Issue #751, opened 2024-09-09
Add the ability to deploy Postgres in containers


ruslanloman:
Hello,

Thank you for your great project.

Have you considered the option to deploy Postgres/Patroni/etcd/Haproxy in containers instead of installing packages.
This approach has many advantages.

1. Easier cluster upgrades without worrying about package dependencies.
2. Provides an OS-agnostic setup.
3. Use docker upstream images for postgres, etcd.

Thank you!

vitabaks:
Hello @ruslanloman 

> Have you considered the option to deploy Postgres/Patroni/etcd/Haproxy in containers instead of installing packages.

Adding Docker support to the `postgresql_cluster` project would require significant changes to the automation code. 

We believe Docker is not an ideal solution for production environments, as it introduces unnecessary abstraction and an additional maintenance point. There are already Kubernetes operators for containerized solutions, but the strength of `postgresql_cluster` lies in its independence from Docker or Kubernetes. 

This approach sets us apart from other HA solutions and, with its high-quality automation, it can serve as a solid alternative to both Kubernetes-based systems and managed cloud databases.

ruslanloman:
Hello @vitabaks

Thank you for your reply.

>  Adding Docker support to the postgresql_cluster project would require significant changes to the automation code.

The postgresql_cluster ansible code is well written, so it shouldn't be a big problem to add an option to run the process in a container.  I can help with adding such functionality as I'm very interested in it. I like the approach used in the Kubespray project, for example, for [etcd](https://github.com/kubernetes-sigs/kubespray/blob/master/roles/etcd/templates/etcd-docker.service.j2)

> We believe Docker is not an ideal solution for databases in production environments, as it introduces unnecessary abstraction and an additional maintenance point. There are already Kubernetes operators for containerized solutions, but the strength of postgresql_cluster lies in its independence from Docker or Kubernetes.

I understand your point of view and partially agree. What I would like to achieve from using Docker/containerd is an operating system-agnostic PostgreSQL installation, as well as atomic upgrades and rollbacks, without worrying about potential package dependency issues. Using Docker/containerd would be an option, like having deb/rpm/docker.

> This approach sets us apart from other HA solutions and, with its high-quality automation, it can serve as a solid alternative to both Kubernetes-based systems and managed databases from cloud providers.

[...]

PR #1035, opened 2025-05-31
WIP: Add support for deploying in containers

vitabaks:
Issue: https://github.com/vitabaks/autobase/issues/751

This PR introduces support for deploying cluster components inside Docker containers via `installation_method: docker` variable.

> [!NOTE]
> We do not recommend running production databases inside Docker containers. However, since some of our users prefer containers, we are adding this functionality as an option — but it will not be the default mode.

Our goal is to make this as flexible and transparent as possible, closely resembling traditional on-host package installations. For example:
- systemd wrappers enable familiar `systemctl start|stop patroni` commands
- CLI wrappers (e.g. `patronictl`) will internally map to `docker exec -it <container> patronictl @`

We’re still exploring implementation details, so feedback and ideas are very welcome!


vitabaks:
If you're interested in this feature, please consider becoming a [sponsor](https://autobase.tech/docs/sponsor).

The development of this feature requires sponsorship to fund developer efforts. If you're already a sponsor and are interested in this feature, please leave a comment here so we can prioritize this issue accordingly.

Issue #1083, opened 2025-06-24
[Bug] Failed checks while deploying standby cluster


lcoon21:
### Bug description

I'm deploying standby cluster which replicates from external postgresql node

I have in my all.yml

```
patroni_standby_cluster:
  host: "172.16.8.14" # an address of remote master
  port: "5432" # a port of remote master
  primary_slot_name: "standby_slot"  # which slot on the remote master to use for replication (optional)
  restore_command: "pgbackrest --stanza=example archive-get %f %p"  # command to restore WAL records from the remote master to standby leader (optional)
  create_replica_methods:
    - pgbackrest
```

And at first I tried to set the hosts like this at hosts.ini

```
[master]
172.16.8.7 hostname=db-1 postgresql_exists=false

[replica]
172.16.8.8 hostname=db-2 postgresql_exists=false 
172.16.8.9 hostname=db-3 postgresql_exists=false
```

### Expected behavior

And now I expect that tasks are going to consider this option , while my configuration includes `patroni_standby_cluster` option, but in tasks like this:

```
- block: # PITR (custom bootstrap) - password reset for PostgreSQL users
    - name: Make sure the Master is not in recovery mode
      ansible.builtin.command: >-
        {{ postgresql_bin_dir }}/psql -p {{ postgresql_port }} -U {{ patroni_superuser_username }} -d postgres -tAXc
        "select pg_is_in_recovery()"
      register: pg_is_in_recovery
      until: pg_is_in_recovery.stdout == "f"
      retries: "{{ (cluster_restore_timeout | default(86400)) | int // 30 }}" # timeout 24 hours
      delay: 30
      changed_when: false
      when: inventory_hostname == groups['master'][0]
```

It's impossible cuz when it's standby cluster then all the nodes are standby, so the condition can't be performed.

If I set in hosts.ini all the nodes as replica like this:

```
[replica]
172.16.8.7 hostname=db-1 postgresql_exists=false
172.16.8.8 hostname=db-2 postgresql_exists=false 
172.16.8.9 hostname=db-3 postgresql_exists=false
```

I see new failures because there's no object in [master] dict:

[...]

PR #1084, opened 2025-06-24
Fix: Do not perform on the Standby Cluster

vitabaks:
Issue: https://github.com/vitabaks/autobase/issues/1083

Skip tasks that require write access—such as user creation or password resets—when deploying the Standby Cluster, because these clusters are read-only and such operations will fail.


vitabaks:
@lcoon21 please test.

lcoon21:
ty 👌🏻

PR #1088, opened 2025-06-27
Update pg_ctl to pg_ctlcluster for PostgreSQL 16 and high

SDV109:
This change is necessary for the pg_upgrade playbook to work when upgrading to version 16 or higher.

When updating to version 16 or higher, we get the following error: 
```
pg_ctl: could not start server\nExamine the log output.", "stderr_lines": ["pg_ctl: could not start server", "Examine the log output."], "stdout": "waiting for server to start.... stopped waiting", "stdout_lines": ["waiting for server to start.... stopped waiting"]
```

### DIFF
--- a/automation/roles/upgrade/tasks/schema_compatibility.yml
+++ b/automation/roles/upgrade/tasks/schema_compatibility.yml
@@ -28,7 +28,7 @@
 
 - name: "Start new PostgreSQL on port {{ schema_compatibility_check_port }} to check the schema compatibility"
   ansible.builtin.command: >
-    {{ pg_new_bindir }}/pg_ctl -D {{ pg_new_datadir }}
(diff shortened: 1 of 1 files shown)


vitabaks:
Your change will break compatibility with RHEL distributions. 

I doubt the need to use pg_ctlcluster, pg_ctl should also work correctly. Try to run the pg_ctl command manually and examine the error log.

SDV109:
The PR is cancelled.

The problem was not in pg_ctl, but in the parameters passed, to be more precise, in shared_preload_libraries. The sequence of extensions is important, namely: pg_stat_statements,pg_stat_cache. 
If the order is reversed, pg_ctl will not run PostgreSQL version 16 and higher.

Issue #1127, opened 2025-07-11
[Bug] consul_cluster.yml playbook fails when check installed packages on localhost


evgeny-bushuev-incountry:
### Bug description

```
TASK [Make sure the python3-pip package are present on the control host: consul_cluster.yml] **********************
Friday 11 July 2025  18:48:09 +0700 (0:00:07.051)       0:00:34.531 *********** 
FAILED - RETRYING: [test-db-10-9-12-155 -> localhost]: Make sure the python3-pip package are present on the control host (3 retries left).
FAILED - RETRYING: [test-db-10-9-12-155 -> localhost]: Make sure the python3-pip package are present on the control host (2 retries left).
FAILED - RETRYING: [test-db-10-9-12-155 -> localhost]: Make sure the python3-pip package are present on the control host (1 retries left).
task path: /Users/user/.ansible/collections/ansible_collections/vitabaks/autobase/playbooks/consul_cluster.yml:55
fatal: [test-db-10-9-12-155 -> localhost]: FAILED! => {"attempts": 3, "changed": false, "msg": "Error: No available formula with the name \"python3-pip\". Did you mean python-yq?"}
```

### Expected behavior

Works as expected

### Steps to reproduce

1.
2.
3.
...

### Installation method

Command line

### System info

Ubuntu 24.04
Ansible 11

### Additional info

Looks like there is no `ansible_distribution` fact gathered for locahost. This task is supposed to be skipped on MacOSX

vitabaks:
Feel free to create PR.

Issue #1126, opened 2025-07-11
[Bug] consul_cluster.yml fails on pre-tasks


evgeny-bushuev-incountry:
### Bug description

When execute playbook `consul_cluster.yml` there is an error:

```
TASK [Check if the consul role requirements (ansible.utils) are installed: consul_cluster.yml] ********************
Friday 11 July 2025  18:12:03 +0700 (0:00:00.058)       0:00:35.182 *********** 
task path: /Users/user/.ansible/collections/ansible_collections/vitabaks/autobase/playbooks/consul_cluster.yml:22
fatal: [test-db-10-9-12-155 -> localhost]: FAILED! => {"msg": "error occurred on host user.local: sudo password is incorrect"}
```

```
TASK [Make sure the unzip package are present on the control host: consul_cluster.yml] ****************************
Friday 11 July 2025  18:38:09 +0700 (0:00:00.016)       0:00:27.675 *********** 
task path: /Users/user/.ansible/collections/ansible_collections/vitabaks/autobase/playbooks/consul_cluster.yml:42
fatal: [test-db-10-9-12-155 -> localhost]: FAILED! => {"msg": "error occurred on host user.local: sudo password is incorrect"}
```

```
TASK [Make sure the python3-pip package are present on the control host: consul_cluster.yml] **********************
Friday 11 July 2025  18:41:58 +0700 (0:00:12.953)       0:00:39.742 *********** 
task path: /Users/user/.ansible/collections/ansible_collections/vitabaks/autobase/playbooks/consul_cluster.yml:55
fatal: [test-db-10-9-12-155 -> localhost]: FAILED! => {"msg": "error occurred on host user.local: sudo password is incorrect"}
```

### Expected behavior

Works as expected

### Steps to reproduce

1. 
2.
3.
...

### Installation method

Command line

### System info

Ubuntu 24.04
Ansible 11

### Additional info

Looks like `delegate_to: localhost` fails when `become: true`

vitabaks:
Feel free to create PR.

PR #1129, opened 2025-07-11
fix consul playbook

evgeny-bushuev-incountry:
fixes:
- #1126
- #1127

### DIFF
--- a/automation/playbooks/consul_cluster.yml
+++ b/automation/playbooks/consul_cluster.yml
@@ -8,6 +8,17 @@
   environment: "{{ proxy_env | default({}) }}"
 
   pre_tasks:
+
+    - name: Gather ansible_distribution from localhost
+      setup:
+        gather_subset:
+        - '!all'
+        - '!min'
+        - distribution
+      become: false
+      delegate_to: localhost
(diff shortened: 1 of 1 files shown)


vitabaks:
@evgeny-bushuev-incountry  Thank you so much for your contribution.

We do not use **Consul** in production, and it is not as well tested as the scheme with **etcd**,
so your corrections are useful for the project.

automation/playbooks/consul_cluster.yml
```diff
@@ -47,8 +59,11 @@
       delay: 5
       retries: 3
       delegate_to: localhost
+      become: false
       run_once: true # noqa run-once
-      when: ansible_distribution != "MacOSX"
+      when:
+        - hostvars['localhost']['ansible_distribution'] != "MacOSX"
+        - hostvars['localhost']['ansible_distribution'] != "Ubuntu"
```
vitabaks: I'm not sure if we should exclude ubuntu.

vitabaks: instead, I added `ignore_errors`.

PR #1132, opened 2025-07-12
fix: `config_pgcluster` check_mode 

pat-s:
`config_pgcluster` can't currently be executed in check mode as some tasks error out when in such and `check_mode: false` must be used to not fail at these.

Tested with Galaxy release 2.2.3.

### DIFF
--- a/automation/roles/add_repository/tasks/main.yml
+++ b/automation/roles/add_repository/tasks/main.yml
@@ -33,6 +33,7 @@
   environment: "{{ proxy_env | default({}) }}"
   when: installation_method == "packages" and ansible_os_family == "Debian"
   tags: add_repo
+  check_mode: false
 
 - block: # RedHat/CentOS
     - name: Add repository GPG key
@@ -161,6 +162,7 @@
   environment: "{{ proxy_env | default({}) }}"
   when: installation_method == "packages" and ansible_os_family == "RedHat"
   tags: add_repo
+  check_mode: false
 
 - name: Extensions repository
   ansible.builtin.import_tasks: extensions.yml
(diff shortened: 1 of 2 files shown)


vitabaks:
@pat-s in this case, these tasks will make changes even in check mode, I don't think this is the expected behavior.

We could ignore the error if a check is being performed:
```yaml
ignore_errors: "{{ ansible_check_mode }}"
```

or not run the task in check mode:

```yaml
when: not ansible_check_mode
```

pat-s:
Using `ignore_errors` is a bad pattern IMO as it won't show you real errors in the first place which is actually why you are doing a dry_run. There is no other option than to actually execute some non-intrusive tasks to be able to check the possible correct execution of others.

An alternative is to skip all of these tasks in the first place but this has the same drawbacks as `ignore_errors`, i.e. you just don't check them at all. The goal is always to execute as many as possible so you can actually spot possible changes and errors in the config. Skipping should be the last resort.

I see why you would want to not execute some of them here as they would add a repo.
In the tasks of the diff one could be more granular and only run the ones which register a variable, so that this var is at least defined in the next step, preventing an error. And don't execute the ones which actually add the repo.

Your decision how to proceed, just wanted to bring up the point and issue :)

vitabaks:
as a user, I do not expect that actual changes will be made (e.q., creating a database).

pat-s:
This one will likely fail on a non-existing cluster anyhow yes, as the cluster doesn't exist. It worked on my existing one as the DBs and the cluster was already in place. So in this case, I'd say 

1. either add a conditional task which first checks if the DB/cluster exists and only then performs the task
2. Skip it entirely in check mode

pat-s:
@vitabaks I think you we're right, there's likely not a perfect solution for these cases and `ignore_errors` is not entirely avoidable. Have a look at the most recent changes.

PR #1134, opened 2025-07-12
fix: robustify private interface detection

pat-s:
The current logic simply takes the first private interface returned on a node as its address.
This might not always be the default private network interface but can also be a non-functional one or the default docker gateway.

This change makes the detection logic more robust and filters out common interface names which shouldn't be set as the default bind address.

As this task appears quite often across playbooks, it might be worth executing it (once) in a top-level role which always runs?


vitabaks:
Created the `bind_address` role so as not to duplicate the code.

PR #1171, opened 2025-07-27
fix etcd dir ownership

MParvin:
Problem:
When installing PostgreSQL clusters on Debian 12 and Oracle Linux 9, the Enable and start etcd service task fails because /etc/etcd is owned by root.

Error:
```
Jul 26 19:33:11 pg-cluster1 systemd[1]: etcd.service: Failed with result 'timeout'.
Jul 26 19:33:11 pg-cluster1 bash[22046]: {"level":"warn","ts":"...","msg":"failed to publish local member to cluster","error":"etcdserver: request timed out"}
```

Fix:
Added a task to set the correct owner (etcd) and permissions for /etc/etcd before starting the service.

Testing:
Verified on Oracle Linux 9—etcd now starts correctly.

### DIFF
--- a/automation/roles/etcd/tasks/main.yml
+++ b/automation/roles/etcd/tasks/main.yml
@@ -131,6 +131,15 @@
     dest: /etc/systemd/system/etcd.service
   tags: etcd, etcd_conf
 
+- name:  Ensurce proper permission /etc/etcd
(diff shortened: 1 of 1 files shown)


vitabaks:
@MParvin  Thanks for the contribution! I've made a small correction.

The problem. Each line above with the string "feature" should be reported in full.

Solution.
If you're interested in this feature, please consider becoming a [sponsor](https://autobase.tech/docs/sponsor).
The development of this feature requires sponsorship to fund developer efforts. If you're already a sponsor and are interested in this feature, please leave a comment here so we can prioritize this issue accordingly.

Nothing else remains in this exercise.